**TASK ITEM:** Your answer should be the exact lines of the data below from the one containing "turnerm: Oops, this" through the one containing "cmccully: Indeed. Added."; please include nothing else.

**DATA IN THIS EXERCISE:**
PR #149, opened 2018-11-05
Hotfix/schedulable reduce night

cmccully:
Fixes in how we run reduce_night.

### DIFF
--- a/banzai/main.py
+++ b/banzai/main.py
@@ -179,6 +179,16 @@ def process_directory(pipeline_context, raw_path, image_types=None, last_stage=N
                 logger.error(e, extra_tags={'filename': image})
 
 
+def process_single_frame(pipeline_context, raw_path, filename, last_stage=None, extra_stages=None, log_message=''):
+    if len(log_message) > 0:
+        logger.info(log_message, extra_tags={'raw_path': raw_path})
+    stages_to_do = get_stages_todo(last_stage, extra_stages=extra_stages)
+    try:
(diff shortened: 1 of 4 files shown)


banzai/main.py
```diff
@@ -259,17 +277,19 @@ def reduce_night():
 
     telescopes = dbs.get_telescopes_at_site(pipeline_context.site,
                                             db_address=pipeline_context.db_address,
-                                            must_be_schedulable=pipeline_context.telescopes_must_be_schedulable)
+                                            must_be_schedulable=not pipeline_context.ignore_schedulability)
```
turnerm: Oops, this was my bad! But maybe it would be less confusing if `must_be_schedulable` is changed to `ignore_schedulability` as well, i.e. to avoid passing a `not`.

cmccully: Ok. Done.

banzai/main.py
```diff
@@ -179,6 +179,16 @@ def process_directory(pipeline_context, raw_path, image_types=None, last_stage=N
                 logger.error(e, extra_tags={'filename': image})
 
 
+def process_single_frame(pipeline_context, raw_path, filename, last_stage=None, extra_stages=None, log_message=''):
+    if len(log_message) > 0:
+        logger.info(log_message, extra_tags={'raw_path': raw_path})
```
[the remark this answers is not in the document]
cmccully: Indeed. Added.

--

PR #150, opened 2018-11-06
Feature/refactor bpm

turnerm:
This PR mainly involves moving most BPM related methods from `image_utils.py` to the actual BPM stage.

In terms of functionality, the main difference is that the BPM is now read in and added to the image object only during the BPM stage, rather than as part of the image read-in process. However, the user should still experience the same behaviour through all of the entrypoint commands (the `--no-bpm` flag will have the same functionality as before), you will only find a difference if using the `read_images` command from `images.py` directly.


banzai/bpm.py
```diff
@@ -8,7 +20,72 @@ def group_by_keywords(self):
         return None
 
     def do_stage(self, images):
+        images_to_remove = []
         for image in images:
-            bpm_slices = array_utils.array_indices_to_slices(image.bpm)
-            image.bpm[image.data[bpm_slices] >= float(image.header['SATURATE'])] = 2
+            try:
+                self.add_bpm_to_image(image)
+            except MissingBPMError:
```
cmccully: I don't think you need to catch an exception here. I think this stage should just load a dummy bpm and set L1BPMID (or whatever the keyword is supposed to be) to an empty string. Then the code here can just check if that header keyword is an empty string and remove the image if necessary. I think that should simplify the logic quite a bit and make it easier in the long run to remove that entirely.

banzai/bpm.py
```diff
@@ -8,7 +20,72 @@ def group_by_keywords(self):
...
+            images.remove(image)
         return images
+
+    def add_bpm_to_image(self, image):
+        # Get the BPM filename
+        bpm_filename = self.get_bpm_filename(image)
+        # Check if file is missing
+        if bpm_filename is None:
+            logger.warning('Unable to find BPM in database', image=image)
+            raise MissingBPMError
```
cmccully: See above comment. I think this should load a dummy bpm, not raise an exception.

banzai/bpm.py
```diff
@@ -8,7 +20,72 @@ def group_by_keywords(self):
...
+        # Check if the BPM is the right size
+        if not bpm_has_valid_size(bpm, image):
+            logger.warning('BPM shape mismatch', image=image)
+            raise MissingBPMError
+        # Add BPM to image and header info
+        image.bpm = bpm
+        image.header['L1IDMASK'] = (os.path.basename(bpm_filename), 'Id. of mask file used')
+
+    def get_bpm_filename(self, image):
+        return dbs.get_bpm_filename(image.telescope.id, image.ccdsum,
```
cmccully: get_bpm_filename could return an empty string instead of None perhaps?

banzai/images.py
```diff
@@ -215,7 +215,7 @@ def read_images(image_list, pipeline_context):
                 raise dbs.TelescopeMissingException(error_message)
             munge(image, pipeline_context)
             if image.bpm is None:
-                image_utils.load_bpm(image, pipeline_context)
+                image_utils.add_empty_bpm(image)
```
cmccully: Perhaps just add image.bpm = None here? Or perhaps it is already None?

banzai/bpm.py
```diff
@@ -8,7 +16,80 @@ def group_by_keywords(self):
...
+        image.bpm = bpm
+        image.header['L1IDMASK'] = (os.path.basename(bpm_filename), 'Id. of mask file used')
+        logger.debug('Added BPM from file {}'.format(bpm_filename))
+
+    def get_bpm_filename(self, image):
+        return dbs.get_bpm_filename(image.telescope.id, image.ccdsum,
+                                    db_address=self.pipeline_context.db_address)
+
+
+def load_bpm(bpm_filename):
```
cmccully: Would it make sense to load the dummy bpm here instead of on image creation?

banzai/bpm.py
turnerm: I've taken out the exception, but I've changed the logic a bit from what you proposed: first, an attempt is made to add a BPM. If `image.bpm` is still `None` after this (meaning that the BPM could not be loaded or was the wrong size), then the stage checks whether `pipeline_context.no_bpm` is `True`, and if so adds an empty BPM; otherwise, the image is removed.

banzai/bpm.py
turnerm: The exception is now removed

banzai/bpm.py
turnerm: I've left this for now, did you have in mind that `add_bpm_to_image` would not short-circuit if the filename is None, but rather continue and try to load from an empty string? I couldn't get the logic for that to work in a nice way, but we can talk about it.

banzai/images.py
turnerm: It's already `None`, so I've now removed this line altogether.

**ANSWER TO THIS EXERCISE:**
turnerm: Oops, this was my bad! But maybe it would be less confusing if `must_be_schedulable` is changed to `ignore_schedulability` as well, i.e. to avoid passing a `not`.

cmccully: Ok. Done.

banzai/main.py
```diff
@@ -179,6 +179,16 @@ def process_directory(pipeline_context, raw_path, image_types=None, last_stage=N
                 logger.error(e, extra_tags={'filename': image})
 
 
+def process_single_frame(pipeline_context, raw_path, filename, last_stage=None, extra_stages=None, log_message=''):
+    if len(log_message) > 0:
+        logger.info(log_message, extra_tags={'raw_path': raw_path})
```
[the remark this answers is not in the document]
cmccully: Indeed. Added.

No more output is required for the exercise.